DIRECTIONS:
When a line below holds the string "softplus", show that line.

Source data
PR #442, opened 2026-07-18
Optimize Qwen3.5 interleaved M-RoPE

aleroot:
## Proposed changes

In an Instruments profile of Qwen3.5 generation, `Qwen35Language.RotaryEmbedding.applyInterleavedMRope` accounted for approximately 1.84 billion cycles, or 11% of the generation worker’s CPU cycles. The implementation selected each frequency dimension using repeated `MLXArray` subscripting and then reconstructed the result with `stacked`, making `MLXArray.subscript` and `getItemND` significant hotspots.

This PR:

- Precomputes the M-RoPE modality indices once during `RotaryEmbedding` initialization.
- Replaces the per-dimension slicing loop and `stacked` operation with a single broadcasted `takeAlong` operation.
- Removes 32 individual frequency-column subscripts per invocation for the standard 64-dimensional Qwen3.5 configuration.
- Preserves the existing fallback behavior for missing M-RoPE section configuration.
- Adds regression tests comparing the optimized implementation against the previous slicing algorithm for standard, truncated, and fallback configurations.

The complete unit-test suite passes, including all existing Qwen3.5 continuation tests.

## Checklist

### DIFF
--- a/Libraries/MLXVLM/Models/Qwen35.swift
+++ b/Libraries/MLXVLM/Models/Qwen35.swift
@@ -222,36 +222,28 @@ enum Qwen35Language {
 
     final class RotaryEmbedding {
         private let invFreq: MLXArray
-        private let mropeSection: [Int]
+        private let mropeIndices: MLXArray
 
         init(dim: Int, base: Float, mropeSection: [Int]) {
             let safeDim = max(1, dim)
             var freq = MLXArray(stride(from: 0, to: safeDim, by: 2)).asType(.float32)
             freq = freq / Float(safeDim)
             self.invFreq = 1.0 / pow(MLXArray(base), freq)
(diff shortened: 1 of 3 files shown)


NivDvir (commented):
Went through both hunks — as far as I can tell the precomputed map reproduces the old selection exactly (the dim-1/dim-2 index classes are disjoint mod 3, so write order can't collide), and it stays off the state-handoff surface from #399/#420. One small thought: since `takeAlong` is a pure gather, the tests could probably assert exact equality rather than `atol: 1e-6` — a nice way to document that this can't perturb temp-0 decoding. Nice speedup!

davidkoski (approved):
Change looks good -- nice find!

--

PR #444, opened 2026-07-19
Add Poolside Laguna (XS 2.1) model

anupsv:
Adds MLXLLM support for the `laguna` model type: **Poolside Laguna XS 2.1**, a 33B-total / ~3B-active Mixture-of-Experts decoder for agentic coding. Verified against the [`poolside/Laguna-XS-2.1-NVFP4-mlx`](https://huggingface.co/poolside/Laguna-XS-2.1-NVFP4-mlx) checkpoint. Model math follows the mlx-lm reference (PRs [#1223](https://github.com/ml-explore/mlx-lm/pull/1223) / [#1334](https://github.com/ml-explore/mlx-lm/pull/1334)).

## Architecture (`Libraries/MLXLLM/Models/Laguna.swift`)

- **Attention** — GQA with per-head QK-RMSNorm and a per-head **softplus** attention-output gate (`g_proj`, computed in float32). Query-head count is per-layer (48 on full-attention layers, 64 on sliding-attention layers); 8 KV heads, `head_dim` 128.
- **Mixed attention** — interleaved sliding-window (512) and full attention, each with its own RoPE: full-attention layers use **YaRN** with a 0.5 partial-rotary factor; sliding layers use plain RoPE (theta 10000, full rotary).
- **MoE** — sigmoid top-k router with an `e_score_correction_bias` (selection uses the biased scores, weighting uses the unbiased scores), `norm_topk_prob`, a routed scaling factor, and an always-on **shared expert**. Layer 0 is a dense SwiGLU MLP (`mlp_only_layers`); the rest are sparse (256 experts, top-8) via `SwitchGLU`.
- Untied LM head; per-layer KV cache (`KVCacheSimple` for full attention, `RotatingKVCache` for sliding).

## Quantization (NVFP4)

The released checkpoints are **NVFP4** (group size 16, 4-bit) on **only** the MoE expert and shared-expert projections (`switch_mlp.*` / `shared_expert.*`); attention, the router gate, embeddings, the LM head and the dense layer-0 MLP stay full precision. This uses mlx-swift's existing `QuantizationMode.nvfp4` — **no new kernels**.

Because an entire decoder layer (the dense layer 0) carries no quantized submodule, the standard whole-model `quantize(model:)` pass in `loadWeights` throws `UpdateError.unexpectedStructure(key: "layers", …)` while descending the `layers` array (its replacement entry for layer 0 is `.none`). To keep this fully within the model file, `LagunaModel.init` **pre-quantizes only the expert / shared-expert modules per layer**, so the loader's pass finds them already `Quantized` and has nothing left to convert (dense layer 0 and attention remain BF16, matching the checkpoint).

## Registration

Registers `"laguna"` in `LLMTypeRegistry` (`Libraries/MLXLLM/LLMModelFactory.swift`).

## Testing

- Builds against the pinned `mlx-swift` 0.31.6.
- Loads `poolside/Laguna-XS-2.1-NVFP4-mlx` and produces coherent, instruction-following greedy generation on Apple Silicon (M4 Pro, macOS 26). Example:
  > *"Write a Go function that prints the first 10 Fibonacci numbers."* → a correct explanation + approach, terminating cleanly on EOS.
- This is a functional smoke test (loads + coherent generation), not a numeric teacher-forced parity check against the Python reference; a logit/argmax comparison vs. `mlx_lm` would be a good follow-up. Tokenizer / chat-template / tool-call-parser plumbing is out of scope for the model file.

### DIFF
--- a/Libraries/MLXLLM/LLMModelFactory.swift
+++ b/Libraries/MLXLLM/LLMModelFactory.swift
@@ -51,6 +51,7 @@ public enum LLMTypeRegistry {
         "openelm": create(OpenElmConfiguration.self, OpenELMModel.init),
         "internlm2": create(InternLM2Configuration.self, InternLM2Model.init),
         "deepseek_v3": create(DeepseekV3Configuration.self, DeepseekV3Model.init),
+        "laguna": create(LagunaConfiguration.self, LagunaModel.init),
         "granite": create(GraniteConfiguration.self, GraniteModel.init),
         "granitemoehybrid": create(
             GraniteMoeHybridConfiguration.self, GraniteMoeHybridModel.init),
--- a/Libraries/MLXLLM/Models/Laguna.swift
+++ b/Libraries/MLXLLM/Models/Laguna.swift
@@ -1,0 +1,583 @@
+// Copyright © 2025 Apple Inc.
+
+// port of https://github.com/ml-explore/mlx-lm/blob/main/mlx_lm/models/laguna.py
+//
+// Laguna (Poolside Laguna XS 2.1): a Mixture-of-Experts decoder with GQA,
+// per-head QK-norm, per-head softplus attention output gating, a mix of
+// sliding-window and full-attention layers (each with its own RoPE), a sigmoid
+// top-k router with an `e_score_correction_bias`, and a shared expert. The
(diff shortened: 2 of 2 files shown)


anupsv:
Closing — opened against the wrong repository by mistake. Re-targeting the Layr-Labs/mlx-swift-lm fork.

SOLUTION TO THE EXERCISE:
- **Attention** — GQA with per-head QK-RMSNorm and a per-head **softplus** attention-output gate (`g_proj`, computed in float32). Query-head count is per-layer (48 on full-attention layers, 64 on sliding-attention layers); 8 KV heads, `head_dim` 128.
+// per-head QK-norm, per-head softplus attention output gating, a mix of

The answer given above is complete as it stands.